PR #508, opened 2016-10-12
Add release stylo unit tests

Manishearth:
https://github.com/servo/servo/pull/13700 moved some important binding layout tests to test-stylo (they used to be run by the regen script).

Currently test-stylo is only run in debug mode. This runs it in release mode as well.

Since linux-rel-css already contains a `./mach build-geckolib --release`, and `test-stylo` just needs a rebuild of style and geckolib (which takes half a minute), this shouldn't cause much of an issue.

However, linux-rel-css is one of our slowest builders. Perhaps both `build-geckolib --release` and `test-stylo --release` should be put in linux-dev instead?

r? @larsbergstrom

---
This change is [Reviewable](https://reviewable.io/reviews/servo/saltfs/508)

### DIFF
--- a/buildbot/master/files/config/steps.yml
+++ b/buildbot/master/files/config/steps.yml
@@ -65,6 +65,7 @@ linux-rel-css:
   - ./mach test-css --release --processes 16 --log-raw test-css.log --log-errorsummary css-errorsummary.log
   - ./mach build-cef --release
   - ./mach build-geckolib --release
+  - ./mach test-stylo --release
   - bash ./etc/ci/lockfile_changed.sh
   - bash ./etc/ci/manifest_changed.sh
 


larsbergstrom:
@bors-servo r+

Let's see how the timing works out in production and we can shuffle things around as-needed. I'd probably be OK with either moving the "stable" rust stuff on top of `linux-dev` or creating a `linux-rel-stable` builder and doing the work there, on the assumption that we will eventually build+test more of Servo's tree on stable.

In general I somewhat prefer more builders doing different things than glomming unrelated things into the same builder except in the case where they can share artifacts in the `CARGO_TARGET_DIR`.

Manishearth:
Note that release geckolib does not share artefacts with release servo. So there's no advantage to keeping it in a `-rel` builder aside from consistent naming. The disadvantage is that the crates (which may have different versions) will get downloaded again, as will rust stable (though that will only happen every now and then)

aneeshusa:
Please file a follow up PR to servo/servo to sync the steps.yml again in anticipation of #504. (Also see servo/servo#13611).

Issue #473, opened 2016-08-25
Get A+ on Mozilla Observatory for servo.org


aneeshusa:
> Observatory by Mozilla is a project designed to help developers, system administrators, and security professionals configure their sites safely and securely. 

Scan results: https://observatory.mozilla.org/analyze.html?host=servo.org

This should mostly entail adding headers via Ngnix.

aneeshusa:
Something that caught my eye is that we are failing the cookie test, even though we ourselves don't set any cookies. It turns out CloudFlare is adding a `__cfuid` cookie which 1) cannot be disabled, 2) does not have the `Secure` flag set, and 3) is sent even on `http` connections, not just `https` connections.

aneeshusa:
Oops, misclick.

aneeshusa:
Bonus points if you utilize the actual [`http observatory code`](https://github.com/mozilla/http-observatory) for the test instead of just checking headers.

Coder206:
@aneeshusa I would like to help out here.

jarondl:
I have started investigating this issue, and this is my current understanding:

1. [servo.org](servo.org) , [starters.servo.org](starters.servo.org) , and [download.servo.org](download.servo.org)  are all hosted on github pages (on separate repos) with cloudflare in-front.
 For them, the nginx configuration file is irrelevant. Maybe the headers can be added via cloudfront page rules, but i.d.k

2. [build.servo.org](build.servo.org) is using the `nginx` server defined using saltstack. It is not even https, so it cannot pass the observatory requirements. We should first convert it to https (getting a certificate etc.), and only then can we try to get high scores on the observatory.

Are there other subdomains I haven't found?

aneeshusa:
@jarondl The only other subdomain I know of is `dl.servo.org` (which currently gets TLS errors because we don't have SANs on our `download.servo.org` cert); maybe @edunham or @larsbergstrom knows about more about that or adding headers in cloudfront/cloudflare.

(I think download.servo.org is on S3 with some redirection magic, not GH pages.)

We are planning to add https to build.servo.org; see #423 for the tracking issue. Even while that is in progress, we can still work on adding the appropriate headers to Nginx; it's not necessary to go from ~0 to 100% in one step. I can assign you if you would like to work on this.

jarondl:
There is also `blog.servo.org`, which is also gh-pages with cloudflare.
Yes, I would like to work on this, please assign me.

aneeshusa:
[...]

PR #511, opened 2016-10-17
Add security related headers to build.servo.org

jarondl:
Add some headers to `build.servo.org` to improve our Mozilla Observatory
score. The helps the cause of #473, by raising our score from F (0) to a
whopping B- (65). The testing is still basic, the docker-observatory
based testing will go in a different PR.

To get to an A+ we must first implement https.

This is the local observatory report:

```
Score Rule                       Description
      -20 redirection                Does not redirect to an https site.
      -20 strict-transport-security  HTTP Strict Transport Security (HSTS)
        header cannot be set for sites not available over https.
       -5 contribute                 Contribute.json file missing from root
        of website.
        5 content-security-policy    Content Security Policy (CSP)
        implemented without 'unsafe-inline' or 'unsafe-eval'.
        5 x-frame-options            X-Frame-Options (XFO) implemented via
        the CSP frame-ancestors directive.

    Score: 65
    Grade: B-

```

---

This change is [Reviewable](https://reviewable.io/reviews/servo/saltfs/511)

### DIFF
--- a/nginx/https_headers.conf
+++ b/nginx/https_headers.conf
@@ -1,0 +1,15 @@
+# The following headers were added to pass the mozilla http observatory
+# test suit.
+# https://wiki.mozilla.org/Security/Guidelines/Web_Security
+
+# All of them are very simple in this case, because both homu and buildbot
+# do not use external resources.
+
+# CSP is the most important one
+add_header Content-Security-Policy "default-src 'self'; frame-ancestors 'none'";
+# Block site from being framed
+add_header X-Frame-Options DENY;
+# Block pages from loading when they detect reflected XSS attacks
+add_header X-XSS-Protection "1; mode=block";
+# Prevent browsers from incorrectly detecting non-scripts as scripts
+add_header X-Content-Type-Options nosniff;
--- a/nginx/init.sls
+++ b/nginx/init.sls
@@ -14,6 +14,15 @@ nginx:
     - watch_in:
       - service: nginx
 
+/etc/nginx/conf.d/https_headers.conf:
+  file.managed:
+    - source: salt://nginx/https_headers.conf
+    - user: root
+    - group: root
+    - mode: 644
+    - watch_in:
+      - service: nginx
+
 /etc/nginx/sites-enabled/default:
   file.symlink:
     - target: /etc/nginx/sites-available/default
--- a/tests/sls/nginx/headers.py
+++ b/tests/sls/nginx/headers.py
@@ -1,0 +1,30 @@
+"""
+Test nginx's security related headers
+
+Test the headers very naively - their existence and value. Only check the
+top-most '/' domain.
+"""
+import urllib.request
+
+from tests.util import Failure, Success
+
+
+def run():
+    expected_headers = [
+        ('Content-Security-Policy',
+            "default-src 'self'; frame-ancestors 'none'"),
+        ('X-Frame-Options', 'DENY'),
+        ('X-XSS-Protection', '1; mode=block'),
+        ('X-Content-Type-Options', 'nosniff')]
+    with urllib.request.urlopen('http://localhost/') as local_open:
+        actual_headers = local_open.getheaders()
+        failures = []
+        for header in expected_headers:
+            if header not in actual_headers:
+                failures.append('Missing or changed header - {}:{}'.format(*header))
+
+    if len(failures) > 0:
+        return Failure('nginx is serving wrong securirty headers',
+                       '\n'.join(failures))
+    else:
+        return Success('nginx is serving the correct security headers')


aneeshusa:
@jarondl Can you point me to some documentation about the `contribute.json` file? I haven't heard of this and didn't see it on the observatory results.

jarondl:
Yes, http://contribute.json/  is quite obscure. I have found about it only when I've browsed through the observatory code to resolve some bug.
According to the observatory, only Mozilla related websites must have it, see for example: 

    https://observatory.mozilla.org/analyze.html?host=mozilla.org

The list of mozilla related sites is hard coded here: https://github.com/mozilla/http-observatory/blob/7dd04ff5b51e39698a8b683df33ef430b4ed4213/httpobs/conf/httpobs.conf#L33
and servo is not there, but in all fairness it should be. We should submit a PR to add it, and degrade us from 70 to 65.

jarondl:
I believe the tests have failed because buildbot is down in travis. We can circumvent this by letting nginx serve 200 on some page (say http://buildbot.servo.org/generate200/ ), but I don't really like this solution. We should have something more similar to real life. Also, we plan to use the observatory, and it also check the contents of the page.
@aneeshusa, could you explain why buildbot and homu don't work during testing? Is there anything we can do about that?

aneeshusa:
Buildbot immediately stops on Travis after being started (due to our fake test credentials not validating IIRC), which I don't have an easy fix for. In the meantime, I believe this is why I added the `make_cors_request` function in #375, since Nginx should still add the headers even though the status code indicates error (since Buildbot is down). Try adding/using that in this test.

nginx/https_headers.conf
```diff
@@ -0,0 +1,15 @@
+# The following headers were added to pass the mozilla http observatory
```
aneeshusa: nit: mozilla -> Mozilla

nginx/https_headers.conf
```diff
@@ -0,0 +1,15 @@
...
+# test suit.
```
aneeshusa: spelling: suit -> suite

nginx/https_headers.conf
```diff
@@ -0,0 +1,15 @@
...
+# https://wiki.mozilla.org/Security/Guidelines/Web_Security
+
+# All of them are very simple in this case, because both homu and buildbot
+# do not use external resources.
+
+# CSP is the most important one
```
aneeshusa: The options we're setting are fairly basic and IMO the headers are readable enough as is that we don't need an expository comment for each one.

nginx/init.sls
```diff
@@ -14,6 +14,15 @@ nginx:
     - watch_in:
       - service: nginx
 
+/etc/nginx/conf.d/https_headers.conf:
+  file.managed:
+    - source: salt://nginx/https_headers.conf
```
aneeshusa: Use `salt://{{ tpldir }}/files/https_headers.conf`, and make a `files` subdir to put the config file in.

I'm not sure how well you know Salt, but we'll also want the `/etc/nginx/conf.d` state from #375 and some requisites to order things correctly/restart nginx automatically on config change. I can also take care of this if you'd like.

tests/sls/nginx/headers.py
```diff
@@ -0,0 +1,30 @@
...
+            "default-src 'self'; frame-ancestors 'none'"),
+        ('X-Frame-Options', 'DENY'),
+        ('X-XSS-Protection', '1; mode=block'),
+        ('X-Content-Type-Options', 'nosniff')]
+    with urllib.request.urlopen('http://localhost/') as local_open:
+        actual_headers = local_open.getheaders()
+        failures = []
+        for header in expected_headers:
+            if header not in actual_headers:
+                failures.append('Missing or changed header - {}:{}'.format(*header))
```
aneeshusa: This line is failing tidy because it is too long.

tests/sls/nginx/headers.py
```diff
@@ -0,0 +1,30 @@
...
+from tests.util import Failure, Success
+
+
+def run():
+    expected_headers = [
+        ('Content-Security-Policy',
+            "default-src 'self'; frame-ancestors 'none'"),
+        ('X-Frame-Options', 'DENY'),
+        ('X-XSS-Protection', '1; mode=block'),
+        ('X-Content-Type-Options', 'nosniff')]
```
aneeshusa: style nit: leave a trailing comma after this last tuple, and put the closing `]` by itself on the next line.

tests/sls/nginx/headers.py
```diff
@@ -0,0 +1,30 @@
...
+    with urllib.request.urlopen('http://localhost/') as local_open:
+        actual_headers = local_open.getheaders()
+        failures = []
+        for header in expected_headers:
+            if header not in actual_headers:
+                failures.append('Missing or changed header - {}:{}'.format(*header))
+
+    if len(failures) > 0:
+        return Failure('nginx is serving wrong securirty headers',
```
aneeshusa: spelling: securirty -> security

aneeshusa:
Also, please open a separate issue about `contribute.json` to keep this PR about headers.

jarondl:
Hi @aneeshusa , thanks for reviewing, I will work on it.

aneeshusa:
I'm going to close this as it's been inactive for a while; anyone is welcome to pick this work up again.

PR #514, opened 2016-10-19
Fix steps reading on Windows

aneeshusa:
`cat` is not available, so use `type` which does the same thing.

r? @larsbergstrom 
I spent about ~10 seconds searching for this, but it looks like it'll work...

-=-=-=-=-

» **Exercise**
Copy every single line of the material above that holds "assign".

» **Reply**
We are planning to add https to build.servo.org; see #423 for the tracking issue. Even while that is in progress, we can still work on adding the appropriate headers to Nginx; it's not necessary to go from ~0 to 100% in one step. I can assign you if you would like to work on this.
Yes, I would like to work on this, please assign me.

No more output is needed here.